• **Aim of the exercise**
Output each line of the data word for word, from the first through the line that holds "language/src/classify_text_from_file.php", and leave off whatever follows.

*** Opening of Data for this task ***

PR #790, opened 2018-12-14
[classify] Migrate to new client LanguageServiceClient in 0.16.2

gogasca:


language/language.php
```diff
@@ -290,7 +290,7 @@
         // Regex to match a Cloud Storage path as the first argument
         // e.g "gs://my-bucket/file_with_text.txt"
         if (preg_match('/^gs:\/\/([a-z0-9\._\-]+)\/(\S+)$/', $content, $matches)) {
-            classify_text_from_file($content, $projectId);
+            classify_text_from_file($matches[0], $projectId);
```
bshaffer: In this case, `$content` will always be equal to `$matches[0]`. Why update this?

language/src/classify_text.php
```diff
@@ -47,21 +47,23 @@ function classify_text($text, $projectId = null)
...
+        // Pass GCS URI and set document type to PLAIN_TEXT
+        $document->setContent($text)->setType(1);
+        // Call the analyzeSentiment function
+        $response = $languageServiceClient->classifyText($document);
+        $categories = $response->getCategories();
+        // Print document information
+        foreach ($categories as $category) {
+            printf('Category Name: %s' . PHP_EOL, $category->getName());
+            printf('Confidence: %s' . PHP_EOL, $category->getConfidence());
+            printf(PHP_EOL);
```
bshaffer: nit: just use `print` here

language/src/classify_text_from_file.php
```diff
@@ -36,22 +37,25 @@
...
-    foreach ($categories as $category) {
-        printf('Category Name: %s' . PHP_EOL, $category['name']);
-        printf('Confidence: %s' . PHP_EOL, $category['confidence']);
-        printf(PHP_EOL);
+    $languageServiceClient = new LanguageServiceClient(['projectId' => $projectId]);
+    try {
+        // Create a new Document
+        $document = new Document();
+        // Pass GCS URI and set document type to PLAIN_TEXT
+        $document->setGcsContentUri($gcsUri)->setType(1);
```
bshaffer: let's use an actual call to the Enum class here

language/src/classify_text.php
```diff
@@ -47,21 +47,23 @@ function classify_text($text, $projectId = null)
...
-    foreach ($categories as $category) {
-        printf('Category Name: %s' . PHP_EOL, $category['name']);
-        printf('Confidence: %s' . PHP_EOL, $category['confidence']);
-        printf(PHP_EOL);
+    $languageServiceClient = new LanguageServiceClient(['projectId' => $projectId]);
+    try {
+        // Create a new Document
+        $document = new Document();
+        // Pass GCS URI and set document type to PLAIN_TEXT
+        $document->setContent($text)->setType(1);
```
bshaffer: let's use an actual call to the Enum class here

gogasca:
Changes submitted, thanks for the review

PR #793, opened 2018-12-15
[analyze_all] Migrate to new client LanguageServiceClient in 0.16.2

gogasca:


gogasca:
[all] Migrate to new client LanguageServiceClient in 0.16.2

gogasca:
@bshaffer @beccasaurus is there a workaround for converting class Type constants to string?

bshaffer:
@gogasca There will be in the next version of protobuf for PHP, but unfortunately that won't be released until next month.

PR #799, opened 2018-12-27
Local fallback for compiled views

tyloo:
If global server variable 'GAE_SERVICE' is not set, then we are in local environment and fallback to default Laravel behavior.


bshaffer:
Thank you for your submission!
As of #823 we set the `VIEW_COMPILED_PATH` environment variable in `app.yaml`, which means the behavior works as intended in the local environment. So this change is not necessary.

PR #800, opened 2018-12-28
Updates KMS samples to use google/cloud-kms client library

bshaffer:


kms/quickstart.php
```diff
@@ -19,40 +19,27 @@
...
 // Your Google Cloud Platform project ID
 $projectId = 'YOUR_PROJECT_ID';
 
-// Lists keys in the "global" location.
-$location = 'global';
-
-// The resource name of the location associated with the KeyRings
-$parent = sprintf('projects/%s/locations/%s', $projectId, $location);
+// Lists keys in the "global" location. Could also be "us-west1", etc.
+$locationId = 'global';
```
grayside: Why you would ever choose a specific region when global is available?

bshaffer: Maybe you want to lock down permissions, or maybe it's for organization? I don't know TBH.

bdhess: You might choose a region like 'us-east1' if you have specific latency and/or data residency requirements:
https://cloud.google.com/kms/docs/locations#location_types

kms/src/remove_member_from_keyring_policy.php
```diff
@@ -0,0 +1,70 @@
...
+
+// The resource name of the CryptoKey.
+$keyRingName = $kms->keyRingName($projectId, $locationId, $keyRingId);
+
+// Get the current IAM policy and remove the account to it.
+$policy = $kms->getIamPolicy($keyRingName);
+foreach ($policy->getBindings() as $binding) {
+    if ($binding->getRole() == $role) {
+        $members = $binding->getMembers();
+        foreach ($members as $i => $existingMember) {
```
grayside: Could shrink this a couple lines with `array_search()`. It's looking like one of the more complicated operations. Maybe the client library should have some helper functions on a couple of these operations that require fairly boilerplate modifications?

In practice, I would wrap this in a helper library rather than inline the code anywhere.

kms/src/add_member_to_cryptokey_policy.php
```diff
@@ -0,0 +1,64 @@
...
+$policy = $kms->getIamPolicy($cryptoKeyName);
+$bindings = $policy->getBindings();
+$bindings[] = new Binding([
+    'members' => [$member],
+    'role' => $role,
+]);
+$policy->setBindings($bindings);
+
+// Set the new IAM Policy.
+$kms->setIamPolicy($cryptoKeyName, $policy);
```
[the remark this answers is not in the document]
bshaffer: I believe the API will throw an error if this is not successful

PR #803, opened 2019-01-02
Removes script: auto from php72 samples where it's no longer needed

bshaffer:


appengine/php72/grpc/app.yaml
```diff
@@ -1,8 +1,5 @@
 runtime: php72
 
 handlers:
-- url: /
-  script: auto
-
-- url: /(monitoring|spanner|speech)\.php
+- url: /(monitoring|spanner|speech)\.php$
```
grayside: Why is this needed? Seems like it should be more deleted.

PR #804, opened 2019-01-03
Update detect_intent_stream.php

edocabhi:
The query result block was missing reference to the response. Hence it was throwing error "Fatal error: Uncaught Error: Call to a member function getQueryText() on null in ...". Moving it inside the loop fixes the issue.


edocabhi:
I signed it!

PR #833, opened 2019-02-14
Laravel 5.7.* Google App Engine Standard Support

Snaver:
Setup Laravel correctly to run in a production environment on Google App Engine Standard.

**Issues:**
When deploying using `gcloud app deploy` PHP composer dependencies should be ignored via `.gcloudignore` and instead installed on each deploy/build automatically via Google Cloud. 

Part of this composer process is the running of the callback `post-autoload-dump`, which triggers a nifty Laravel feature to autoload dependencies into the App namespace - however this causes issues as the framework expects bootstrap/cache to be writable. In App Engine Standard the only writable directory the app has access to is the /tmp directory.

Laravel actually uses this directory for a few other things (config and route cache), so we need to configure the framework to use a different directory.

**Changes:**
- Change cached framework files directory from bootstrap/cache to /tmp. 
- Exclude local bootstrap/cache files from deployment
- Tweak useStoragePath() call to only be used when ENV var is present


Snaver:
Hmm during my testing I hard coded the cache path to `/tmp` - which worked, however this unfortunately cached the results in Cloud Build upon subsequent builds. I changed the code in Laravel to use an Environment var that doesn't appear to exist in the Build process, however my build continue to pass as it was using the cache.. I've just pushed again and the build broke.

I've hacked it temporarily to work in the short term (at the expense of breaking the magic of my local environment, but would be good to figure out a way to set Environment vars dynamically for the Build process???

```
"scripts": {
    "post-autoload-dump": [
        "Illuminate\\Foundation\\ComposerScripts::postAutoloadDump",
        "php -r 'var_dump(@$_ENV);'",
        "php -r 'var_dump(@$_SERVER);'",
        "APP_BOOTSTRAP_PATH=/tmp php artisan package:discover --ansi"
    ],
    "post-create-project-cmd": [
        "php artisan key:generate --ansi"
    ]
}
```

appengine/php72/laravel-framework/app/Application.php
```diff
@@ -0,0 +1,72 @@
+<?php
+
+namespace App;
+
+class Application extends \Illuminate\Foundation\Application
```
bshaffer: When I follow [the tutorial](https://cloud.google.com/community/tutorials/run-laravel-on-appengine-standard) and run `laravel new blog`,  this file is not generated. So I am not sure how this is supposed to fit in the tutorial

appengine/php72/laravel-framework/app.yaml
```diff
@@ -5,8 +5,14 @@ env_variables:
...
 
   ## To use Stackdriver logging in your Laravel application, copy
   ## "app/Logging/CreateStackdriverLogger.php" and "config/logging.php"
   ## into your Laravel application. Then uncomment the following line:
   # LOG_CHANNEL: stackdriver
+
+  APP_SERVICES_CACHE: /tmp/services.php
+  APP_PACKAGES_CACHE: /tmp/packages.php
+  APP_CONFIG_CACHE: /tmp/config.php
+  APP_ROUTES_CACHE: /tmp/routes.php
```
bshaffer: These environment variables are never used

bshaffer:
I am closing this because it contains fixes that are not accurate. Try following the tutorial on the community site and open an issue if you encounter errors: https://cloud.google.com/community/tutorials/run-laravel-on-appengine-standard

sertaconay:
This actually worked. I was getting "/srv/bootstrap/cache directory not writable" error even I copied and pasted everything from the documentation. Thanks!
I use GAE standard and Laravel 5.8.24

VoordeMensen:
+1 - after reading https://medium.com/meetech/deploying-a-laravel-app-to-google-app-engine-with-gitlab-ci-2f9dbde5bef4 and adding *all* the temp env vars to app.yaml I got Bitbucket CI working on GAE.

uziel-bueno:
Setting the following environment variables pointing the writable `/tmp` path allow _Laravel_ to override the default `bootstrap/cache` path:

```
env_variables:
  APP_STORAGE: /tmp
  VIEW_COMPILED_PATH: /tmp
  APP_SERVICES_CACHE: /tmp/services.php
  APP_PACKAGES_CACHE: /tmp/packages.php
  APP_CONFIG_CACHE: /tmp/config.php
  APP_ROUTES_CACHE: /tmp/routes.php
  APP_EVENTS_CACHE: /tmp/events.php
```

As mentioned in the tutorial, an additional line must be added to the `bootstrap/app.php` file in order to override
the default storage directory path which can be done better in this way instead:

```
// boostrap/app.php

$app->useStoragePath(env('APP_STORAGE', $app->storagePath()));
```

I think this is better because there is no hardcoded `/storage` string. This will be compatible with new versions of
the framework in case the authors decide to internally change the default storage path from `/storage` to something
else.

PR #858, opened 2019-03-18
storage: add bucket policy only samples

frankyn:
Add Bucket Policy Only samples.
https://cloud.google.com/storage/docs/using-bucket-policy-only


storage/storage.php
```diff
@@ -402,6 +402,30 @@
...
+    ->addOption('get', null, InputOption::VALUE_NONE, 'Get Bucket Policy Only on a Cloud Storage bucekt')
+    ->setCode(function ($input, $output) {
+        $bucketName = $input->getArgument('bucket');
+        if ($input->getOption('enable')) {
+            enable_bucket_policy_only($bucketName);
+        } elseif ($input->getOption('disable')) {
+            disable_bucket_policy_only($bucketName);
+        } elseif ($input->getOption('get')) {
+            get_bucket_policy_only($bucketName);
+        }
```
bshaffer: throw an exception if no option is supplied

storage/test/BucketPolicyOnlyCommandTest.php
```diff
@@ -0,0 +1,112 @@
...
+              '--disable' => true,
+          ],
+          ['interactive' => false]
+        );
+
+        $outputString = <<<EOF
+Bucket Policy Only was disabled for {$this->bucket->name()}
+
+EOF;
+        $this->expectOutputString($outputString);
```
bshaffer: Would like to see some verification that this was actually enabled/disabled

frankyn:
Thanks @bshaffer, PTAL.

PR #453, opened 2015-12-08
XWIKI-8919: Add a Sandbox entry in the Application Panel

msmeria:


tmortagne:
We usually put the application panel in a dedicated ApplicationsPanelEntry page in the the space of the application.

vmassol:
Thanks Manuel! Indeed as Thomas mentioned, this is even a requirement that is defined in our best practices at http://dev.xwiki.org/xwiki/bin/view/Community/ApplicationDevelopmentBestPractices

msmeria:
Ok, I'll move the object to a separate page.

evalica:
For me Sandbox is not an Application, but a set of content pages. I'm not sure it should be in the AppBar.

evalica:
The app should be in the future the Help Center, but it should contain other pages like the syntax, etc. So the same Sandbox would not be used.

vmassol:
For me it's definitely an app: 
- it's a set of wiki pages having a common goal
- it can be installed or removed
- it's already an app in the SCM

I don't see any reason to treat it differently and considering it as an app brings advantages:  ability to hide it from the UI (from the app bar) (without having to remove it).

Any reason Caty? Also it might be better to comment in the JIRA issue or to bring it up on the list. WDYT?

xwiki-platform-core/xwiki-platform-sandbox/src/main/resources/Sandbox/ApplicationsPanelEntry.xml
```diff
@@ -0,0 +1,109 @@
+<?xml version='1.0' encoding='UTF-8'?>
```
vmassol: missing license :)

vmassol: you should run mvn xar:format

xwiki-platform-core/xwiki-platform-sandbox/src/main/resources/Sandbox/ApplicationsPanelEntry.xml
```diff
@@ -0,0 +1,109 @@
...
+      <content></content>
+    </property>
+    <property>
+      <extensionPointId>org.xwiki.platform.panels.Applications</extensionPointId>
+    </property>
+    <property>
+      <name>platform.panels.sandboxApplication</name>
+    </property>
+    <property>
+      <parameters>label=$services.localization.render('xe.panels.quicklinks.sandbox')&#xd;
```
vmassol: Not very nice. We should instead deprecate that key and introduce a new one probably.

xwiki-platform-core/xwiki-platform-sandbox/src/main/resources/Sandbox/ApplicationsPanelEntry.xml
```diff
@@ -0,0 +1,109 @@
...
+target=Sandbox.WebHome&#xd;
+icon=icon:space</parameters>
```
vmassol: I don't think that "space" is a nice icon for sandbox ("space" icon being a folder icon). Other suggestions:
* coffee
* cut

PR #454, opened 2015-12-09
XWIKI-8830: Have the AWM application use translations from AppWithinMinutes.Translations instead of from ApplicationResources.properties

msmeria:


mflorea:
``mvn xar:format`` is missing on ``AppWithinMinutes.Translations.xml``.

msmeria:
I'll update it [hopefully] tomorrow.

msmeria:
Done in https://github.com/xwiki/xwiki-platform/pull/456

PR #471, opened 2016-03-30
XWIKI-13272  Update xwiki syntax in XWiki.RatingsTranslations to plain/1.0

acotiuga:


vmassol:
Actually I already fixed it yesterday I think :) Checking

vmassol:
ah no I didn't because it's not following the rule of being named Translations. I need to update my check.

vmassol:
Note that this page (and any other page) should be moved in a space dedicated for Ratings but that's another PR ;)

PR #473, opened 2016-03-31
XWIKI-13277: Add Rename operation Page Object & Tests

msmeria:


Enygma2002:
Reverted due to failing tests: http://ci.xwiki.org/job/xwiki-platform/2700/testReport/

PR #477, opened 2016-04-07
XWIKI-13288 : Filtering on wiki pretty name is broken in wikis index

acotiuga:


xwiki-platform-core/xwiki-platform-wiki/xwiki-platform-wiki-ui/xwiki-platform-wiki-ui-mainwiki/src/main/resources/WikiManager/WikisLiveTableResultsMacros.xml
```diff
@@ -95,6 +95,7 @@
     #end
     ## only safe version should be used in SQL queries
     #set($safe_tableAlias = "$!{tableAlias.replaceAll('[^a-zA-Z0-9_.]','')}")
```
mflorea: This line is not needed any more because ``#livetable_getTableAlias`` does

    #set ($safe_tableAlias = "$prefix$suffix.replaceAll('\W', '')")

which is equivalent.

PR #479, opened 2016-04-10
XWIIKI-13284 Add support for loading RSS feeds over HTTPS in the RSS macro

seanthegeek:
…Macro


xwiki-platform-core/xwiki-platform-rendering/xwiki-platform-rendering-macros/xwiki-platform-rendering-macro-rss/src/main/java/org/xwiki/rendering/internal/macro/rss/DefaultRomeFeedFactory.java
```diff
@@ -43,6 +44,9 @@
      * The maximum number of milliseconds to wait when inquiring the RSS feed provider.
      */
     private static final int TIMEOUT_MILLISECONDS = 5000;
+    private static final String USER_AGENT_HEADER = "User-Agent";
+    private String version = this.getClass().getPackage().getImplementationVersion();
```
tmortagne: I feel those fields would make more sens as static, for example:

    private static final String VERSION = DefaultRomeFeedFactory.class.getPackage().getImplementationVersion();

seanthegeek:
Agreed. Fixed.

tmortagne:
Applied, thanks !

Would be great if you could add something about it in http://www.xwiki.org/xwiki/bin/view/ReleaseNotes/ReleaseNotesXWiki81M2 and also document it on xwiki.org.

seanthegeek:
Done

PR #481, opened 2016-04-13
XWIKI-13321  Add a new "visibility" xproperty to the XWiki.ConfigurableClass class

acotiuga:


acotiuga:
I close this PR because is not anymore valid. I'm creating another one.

*** Close of Data for this task ***

• **Solved exercise**
PR #790, opened 2018-12-14
[classify] Migrate to new client LanguageServiceClient in 0.16.2

gogasca:


language/language.php
```diff
@@ -290,7 +290,7 @@
         // Regex to match a Cloud Storage path as the first argument
         // e.g "gs://my-bucket/file_with_text.txt"
         if (preg_match('/^gs:\/\/([a-z0-9\._\-]+)\/(\S+)$/', $content, $matches)) {
-            classify_text_from_file($content, $projectId);
+            classify_text_from_file($matches[0], $projectId);
```
bshaffer: In this case, `$content` will always be equal to `$matches[0]`. Why update this?

language/src/classify_text.php
```diff
@@ -47,21 +47,23 @@ function classify_text($text, $projectId = null)
...
+        // Pass GCS URI and set document type to PLAIN_TEXT
+        $document->setContent($text)->setType(1);
+        // Call the analyzeSentiment function
+        $response = $languageServiceClient->classifyText($document);
+        $categories = $response->getCategories();
+        // Print document information
+        foreach ($categories as $category) {
+            printf('Category Name: %s' . PHP_EOL, $category->getName());
+            printf('Confidence: %s' . PHP_EOL, $category->getConfidence());
+            printf(PHP_EOL);
```
bshaffer: nit: just use `print` here

language/src/classify_text_from_file.php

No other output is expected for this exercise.